* [Assigned task] Which lines of the records contain the word "with"? Copy each one.
>>>
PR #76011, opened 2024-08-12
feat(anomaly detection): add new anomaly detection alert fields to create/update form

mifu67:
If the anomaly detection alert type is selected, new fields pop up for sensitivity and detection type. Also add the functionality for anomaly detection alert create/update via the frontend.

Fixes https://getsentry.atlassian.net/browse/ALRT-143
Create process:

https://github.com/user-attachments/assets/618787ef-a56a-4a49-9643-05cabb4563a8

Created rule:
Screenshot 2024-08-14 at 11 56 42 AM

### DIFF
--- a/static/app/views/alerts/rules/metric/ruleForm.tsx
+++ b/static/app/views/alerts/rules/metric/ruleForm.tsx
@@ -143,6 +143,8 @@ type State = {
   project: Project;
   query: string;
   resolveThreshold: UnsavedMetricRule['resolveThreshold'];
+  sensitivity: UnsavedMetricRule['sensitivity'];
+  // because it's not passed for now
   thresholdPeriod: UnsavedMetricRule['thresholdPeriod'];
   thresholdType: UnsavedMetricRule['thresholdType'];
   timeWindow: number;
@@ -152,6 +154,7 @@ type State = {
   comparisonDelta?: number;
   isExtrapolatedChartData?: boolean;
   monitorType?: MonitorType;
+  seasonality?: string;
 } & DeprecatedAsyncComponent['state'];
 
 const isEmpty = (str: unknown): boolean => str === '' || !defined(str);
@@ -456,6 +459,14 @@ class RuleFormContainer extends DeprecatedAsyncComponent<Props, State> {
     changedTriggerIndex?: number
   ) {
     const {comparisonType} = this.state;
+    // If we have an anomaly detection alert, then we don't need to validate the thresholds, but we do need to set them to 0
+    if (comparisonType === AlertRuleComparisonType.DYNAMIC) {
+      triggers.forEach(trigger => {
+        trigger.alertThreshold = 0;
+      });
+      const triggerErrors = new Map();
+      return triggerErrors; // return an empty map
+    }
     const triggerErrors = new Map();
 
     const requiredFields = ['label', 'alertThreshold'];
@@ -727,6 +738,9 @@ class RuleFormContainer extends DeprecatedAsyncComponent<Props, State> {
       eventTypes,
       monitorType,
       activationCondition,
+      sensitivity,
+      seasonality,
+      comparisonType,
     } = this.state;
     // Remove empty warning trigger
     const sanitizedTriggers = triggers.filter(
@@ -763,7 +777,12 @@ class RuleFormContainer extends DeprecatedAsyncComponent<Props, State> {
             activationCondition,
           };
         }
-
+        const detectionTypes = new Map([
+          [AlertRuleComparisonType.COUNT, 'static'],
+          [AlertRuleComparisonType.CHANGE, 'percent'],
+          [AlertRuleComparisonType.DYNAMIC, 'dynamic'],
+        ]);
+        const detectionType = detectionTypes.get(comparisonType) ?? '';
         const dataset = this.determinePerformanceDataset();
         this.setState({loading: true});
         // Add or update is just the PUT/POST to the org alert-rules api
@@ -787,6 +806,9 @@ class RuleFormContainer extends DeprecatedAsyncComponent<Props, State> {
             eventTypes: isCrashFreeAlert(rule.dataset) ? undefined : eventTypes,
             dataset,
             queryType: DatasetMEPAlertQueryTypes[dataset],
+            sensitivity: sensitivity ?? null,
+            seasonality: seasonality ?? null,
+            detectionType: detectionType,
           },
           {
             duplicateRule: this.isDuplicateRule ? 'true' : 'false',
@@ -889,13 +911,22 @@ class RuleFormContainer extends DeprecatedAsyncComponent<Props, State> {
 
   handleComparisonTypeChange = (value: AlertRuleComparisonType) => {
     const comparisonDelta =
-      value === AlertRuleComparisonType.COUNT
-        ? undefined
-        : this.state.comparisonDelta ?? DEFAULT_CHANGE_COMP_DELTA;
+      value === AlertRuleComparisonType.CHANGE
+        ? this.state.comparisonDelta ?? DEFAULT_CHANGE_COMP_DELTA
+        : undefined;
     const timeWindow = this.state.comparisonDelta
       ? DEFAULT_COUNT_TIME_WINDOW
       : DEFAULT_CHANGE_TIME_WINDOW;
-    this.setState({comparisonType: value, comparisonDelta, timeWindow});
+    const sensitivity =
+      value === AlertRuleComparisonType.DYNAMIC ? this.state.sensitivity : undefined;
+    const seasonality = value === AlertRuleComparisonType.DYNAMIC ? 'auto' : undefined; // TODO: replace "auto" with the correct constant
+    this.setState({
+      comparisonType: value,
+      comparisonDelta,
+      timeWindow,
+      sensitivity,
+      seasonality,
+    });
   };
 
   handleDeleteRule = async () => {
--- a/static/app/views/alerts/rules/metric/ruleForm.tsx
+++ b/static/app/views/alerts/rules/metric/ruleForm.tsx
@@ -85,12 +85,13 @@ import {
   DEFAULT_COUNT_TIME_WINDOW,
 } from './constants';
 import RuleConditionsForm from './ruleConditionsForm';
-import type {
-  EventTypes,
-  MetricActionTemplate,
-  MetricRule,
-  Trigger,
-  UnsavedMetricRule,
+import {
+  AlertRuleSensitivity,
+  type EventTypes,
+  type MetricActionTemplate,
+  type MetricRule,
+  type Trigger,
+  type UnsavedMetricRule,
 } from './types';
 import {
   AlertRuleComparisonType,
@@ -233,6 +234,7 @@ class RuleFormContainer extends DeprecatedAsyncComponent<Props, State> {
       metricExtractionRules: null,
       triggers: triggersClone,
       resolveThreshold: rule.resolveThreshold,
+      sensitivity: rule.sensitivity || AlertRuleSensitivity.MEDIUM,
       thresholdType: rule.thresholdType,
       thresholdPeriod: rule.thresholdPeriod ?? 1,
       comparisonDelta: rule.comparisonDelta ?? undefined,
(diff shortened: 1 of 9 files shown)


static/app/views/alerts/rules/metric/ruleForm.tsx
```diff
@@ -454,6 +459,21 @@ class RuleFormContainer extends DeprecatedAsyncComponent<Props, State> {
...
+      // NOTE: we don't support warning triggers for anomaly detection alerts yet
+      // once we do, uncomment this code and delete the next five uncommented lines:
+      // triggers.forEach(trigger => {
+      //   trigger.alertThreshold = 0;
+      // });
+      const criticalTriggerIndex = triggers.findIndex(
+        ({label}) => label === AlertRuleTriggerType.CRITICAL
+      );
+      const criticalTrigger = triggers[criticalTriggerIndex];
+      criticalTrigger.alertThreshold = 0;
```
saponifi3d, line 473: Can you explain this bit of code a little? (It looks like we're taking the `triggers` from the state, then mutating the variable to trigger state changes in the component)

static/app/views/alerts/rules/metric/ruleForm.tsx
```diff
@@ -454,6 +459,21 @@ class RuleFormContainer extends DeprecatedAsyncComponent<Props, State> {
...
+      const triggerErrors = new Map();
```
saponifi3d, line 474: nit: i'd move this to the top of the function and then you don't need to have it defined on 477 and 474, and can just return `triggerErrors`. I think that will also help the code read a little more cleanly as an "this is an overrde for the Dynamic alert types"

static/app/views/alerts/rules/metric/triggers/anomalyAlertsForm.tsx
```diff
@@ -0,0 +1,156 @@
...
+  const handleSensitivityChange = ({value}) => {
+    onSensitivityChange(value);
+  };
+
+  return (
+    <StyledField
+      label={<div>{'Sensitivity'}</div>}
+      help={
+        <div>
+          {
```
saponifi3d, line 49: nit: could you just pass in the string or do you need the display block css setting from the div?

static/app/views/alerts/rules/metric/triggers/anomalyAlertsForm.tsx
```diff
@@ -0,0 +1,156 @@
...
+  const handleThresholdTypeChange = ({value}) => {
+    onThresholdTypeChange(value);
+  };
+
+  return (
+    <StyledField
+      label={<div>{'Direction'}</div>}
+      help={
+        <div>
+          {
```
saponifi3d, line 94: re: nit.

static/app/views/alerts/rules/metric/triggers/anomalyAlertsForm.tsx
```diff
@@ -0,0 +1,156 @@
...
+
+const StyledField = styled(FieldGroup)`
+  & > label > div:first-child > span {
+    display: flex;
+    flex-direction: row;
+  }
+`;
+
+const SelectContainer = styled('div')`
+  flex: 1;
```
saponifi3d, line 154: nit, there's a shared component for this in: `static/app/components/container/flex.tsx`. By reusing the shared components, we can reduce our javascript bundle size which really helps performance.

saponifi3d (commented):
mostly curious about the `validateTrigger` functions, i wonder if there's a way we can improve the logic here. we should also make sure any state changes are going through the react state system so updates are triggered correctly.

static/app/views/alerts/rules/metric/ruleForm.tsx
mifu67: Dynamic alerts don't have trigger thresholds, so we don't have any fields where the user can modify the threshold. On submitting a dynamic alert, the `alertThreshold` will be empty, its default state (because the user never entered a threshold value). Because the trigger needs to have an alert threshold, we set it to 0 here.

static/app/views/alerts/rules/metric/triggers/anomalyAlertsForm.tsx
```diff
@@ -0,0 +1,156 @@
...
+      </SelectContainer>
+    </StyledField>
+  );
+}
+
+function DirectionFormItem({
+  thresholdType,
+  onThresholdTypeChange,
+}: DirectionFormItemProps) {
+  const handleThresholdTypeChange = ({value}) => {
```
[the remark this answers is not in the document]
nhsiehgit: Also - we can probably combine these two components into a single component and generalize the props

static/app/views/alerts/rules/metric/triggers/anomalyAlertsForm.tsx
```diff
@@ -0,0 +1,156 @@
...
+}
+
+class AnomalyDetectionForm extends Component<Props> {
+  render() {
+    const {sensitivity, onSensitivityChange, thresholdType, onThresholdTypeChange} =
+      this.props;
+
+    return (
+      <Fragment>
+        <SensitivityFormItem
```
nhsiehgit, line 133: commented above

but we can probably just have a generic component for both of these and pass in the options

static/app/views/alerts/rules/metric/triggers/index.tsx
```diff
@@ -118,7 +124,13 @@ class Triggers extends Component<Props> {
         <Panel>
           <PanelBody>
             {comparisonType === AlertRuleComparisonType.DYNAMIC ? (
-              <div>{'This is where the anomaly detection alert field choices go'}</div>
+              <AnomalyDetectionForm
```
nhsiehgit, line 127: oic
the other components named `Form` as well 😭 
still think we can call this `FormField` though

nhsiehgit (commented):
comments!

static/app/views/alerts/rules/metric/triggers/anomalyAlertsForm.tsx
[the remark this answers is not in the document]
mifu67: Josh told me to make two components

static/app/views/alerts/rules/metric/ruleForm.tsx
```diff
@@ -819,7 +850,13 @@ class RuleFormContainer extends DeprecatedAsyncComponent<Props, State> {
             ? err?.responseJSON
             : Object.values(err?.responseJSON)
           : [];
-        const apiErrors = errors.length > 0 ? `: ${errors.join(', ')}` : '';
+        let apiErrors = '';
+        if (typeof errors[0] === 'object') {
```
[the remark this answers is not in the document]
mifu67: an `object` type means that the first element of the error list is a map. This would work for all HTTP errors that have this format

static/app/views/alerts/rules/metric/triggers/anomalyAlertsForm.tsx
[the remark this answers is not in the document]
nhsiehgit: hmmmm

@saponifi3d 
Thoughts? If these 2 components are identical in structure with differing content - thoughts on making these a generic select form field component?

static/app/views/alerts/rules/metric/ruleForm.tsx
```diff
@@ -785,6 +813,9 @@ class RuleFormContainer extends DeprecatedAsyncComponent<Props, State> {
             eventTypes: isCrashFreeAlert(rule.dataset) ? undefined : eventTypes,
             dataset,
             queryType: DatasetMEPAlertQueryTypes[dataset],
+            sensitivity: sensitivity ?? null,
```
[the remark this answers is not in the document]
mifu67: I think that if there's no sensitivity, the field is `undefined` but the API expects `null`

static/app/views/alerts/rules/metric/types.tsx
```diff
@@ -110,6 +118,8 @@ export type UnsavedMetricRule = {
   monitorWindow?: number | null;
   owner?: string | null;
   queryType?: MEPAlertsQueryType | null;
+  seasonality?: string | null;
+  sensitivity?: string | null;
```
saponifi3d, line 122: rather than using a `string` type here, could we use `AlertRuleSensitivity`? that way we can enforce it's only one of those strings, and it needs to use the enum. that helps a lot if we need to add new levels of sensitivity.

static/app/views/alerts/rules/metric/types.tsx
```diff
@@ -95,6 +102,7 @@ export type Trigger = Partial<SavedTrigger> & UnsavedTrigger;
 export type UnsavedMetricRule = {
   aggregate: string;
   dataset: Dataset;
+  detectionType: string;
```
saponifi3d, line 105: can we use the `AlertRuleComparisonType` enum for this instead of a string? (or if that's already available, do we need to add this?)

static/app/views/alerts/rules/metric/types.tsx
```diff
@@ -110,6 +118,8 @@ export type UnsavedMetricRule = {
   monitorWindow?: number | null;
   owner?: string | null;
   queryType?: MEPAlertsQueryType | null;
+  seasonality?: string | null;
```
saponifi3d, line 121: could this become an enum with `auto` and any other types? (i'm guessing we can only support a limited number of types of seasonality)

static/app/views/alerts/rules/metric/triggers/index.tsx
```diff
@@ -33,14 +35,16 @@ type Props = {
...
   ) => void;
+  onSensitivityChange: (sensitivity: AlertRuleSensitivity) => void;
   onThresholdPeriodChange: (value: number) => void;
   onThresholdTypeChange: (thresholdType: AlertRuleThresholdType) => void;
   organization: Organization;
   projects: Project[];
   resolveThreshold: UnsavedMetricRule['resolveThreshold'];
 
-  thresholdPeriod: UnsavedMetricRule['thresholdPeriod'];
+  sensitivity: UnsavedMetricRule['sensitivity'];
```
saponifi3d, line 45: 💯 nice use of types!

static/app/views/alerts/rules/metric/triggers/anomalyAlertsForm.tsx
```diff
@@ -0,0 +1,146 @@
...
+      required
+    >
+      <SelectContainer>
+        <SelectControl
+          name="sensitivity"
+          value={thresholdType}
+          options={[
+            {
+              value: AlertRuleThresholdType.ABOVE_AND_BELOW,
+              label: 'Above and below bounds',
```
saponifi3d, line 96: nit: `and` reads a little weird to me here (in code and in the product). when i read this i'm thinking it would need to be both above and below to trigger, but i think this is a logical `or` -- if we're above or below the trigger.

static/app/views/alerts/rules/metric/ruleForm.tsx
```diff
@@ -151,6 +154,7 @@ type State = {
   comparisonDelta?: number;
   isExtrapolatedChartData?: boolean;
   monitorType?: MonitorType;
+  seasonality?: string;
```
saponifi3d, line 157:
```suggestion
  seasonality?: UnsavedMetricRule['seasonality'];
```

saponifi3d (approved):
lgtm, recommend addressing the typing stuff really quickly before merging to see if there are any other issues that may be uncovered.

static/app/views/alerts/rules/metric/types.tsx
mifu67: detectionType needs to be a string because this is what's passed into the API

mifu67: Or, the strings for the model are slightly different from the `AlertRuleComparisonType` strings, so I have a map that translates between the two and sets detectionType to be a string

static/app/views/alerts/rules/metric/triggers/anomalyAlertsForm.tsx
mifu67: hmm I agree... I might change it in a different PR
<<<
* [Answer to this exercise]
+    const seasonality = value === AlertRuleComparisonType.DYNAMIC ? 'auto' : undefined; // TODO: replace "auto" with the correct constant
Thoughts? If these 2 components are identical in structure with differing content - thoughts on making these a generic select form field component?
saponifi3d, line 121: could this become an enum with `auto` and any other types? (i'm guessing we can only support a limited number of types of seasonality)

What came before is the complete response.